● **WHAT THIS TASK INVOLVES**: Every line of the entries below that carries the string "above" should be copied.

___ INPUT RECORDS

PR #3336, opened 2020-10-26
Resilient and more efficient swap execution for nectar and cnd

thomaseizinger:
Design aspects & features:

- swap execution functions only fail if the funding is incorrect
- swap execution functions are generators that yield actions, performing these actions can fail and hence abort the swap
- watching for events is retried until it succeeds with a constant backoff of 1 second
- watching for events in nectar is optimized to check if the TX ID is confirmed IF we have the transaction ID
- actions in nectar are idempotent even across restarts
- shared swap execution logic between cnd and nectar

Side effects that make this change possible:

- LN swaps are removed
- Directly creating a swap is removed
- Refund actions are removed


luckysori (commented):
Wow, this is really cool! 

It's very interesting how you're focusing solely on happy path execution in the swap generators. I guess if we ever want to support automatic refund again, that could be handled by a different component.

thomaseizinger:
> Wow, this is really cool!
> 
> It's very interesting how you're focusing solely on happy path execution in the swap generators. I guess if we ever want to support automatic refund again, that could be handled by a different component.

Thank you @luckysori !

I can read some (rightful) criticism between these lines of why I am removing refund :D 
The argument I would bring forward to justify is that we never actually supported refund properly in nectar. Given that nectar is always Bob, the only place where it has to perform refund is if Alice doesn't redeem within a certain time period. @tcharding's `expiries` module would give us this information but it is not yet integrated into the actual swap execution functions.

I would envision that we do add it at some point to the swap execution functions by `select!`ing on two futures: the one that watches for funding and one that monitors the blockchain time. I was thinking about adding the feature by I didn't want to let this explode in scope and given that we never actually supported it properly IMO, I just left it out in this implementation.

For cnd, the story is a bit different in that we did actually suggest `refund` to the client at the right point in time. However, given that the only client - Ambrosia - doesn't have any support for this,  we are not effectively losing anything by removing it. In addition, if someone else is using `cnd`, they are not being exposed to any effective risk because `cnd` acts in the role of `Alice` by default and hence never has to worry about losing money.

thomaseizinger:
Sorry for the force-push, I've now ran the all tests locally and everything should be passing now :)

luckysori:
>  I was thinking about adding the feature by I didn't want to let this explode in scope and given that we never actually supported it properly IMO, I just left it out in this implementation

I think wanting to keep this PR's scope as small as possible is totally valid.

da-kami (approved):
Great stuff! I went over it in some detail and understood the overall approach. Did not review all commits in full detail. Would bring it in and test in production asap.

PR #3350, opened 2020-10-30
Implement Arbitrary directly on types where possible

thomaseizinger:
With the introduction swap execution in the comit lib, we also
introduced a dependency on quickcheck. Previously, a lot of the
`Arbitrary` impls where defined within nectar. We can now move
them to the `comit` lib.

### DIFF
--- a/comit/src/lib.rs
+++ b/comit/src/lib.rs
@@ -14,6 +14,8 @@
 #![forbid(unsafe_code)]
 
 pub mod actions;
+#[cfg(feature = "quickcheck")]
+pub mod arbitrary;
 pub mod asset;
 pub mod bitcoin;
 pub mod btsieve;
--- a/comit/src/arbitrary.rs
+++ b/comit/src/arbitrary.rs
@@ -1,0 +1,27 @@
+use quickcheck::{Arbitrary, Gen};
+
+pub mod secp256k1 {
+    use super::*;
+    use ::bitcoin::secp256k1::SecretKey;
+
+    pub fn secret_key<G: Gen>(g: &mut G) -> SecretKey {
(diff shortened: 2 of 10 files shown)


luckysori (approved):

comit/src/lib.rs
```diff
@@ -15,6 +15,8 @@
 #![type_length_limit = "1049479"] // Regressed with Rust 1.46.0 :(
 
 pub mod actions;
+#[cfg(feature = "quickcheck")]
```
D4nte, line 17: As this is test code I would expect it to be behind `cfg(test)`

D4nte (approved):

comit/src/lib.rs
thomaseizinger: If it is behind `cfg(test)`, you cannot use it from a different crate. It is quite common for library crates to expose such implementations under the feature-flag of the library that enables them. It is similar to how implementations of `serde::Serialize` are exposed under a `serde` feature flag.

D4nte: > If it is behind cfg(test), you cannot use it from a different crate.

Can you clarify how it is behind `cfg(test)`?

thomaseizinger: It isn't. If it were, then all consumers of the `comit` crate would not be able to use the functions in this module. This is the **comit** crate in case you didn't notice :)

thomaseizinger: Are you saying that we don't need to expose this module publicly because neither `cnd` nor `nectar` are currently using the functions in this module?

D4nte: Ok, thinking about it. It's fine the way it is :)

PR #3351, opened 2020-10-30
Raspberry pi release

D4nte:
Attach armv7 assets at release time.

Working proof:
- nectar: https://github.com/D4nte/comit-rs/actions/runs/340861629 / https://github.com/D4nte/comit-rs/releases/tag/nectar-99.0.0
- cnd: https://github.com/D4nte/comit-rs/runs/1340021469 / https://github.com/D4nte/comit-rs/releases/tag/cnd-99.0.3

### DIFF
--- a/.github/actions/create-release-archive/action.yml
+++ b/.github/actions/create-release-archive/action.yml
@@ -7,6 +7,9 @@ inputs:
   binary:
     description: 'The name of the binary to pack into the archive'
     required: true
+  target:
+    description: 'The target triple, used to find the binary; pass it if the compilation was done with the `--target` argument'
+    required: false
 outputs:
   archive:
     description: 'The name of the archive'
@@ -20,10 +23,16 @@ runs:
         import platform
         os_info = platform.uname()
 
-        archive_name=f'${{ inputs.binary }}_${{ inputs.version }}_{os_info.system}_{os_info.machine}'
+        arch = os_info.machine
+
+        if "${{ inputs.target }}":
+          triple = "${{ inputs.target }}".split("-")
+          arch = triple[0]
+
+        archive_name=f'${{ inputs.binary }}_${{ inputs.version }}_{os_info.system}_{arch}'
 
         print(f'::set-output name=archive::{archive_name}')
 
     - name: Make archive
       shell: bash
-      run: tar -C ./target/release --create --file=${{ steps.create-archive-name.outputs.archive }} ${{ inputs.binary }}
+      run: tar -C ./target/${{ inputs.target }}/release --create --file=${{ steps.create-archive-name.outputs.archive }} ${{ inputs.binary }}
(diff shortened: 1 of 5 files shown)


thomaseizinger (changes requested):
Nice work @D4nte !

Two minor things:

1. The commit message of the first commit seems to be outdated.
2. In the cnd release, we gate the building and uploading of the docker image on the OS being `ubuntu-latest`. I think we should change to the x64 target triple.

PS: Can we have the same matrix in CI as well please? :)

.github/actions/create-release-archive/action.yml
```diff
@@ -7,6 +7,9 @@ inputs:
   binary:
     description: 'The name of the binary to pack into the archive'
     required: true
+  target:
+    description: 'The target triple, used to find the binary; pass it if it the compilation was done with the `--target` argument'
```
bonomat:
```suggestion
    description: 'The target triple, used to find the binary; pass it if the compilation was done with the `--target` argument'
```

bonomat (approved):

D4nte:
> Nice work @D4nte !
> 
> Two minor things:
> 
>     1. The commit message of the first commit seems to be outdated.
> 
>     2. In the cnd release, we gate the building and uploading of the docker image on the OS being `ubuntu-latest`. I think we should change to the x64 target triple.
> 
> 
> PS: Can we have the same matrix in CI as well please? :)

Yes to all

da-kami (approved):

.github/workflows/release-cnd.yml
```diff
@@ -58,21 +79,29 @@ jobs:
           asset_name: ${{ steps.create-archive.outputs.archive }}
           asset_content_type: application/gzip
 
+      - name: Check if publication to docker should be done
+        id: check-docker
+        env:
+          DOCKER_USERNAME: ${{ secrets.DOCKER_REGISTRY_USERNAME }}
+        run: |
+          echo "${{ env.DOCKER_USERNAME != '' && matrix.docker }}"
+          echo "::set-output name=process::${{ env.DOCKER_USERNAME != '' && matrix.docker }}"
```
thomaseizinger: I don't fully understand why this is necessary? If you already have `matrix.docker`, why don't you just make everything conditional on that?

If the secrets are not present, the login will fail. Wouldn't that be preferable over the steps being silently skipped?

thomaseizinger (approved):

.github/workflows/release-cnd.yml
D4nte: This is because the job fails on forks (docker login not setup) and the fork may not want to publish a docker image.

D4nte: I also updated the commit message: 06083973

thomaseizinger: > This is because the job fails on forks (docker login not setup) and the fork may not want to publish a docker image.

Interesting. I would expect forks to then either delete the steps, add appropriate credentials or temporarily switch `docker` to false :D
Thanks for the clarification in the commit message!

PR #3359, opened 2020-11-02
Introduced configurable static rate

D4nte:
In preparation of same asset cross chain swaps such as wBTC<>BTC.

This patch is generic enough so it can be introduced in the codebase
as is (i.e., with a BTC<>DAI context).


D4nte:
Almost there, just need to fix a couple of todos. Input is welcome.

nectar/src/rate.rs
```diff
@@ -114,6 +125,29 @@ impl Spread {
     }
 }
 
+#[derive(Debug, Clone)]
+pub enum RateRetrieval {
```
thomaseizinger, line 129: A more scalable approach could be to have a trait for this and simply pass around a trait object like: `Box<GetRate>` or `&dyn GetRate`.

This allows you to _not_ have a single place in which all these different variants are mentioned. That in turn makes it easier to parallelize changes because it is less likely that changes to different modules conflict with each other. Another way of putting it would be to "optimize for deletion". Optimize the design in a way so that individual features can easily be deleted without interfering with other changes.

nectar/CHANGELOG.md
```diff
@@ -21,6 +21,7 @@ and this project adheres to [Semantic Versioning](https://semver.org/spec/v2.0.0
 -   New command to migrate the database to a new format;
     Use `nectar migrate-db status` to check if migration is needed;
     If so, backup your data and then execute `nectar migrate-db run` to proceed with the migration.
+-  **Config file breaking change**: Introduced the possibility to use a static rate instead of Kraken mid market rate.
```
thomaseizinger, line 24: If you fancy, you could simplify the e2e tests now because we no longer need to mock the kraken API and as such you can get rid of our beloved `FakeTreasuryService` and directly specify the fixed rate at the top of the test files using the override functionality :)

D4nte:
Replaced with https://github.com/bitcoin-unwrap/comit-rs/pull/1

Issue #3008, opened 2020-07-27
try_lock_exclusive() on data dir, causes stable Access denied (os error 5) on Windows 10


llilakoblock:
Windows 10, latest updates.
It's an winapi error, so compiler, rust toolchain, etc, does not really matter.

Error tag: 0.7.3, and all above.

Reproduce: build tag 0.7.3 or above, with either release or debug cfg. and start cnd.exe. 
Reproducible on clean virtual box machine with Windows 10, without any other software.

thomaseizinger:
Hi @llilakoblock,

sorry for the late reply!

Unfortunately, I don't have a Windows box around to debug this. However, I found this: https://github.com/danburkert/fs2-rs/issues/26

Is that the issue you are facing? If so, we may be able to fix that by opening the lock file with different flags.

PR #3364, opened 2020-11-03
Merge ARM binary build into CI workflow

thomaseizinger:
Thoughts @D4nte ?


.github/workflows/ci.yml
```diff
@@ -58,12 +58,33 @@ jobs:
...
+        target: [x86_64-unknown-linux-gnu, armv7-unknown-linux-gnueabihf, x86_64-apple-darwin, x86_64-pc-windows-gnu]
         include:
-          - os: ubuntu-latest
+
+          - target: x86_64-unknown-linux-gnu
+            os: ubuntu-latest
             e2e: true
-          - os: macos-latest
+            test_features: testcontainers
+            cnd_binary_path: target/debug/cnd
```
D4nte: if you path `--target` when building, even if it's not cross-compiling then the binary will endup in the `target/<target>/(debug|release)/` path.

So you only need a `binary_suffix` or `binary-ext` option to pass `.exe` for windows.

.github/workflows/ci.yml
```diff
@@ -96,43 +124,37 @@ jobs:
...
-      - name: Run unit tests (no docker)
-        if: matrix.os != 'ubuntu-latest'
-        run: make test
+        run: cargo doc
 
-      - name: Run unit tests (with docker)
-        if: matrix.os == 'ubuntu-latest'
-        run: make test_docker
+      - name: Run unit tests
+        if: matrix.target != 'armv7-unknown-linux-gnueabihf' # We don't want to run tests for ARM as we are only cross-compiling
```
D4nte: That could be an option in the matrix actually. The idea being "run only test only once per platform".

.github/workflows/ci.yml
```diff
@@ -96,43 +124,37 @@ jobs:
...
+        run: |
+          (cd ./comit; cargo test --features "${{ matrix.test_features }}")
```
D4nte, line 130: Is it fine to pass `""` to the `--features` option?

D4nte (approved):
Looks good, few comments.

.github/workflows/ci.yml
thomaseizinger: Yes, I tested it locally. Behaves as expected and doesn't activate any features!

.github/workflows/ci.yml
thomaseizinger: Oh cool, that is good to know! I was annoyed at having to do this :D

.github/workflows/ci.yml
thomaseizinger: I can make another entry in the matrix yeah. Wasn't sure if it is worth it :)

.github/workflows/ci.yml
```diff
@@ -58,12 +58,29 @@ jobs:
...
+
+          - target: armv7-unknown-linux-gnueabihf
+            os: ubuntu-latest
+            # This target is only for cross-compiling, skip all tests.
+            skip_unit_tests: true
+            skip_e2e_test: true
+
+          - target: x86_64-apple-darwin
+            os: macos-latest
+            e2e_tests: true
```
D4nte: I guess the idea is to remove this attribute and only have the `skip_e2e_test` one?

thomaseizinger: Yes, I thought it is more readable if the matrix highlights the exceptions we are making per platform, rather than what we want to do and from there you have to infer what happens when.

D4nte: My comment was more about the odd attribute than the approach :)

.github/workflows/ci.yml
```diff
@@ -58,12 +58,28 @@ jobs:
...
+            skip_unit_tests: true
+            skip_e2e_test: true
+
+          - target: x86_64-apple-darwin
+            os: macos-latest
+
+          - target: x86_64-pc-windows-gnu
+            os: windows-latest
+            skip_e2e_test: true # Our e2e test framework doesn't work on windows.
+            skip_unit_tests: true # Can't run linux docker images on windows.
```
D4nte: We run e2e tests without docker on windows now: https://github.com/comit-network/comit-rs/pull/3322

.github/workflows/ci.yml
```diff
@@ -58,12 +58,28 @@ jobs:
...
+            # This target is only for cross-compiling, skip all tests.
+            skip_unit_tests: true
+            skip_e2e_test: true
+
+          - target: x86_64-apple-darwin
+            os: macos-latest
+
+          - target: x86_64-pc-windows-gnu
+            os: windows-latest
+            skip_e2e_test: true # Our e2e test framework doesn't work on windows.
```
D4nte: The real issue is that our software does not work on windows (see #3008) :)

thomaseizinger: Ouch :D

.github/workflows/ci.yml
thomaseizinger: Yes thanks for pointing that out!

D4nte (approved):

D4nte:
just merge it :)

______

● **ANSWER TO THIS TASK**:
Error tag: 0.7.3, and all above.
Reproduce: build tag 0.7.3 or above, with either release or debug cfg. and start cnd.exe. 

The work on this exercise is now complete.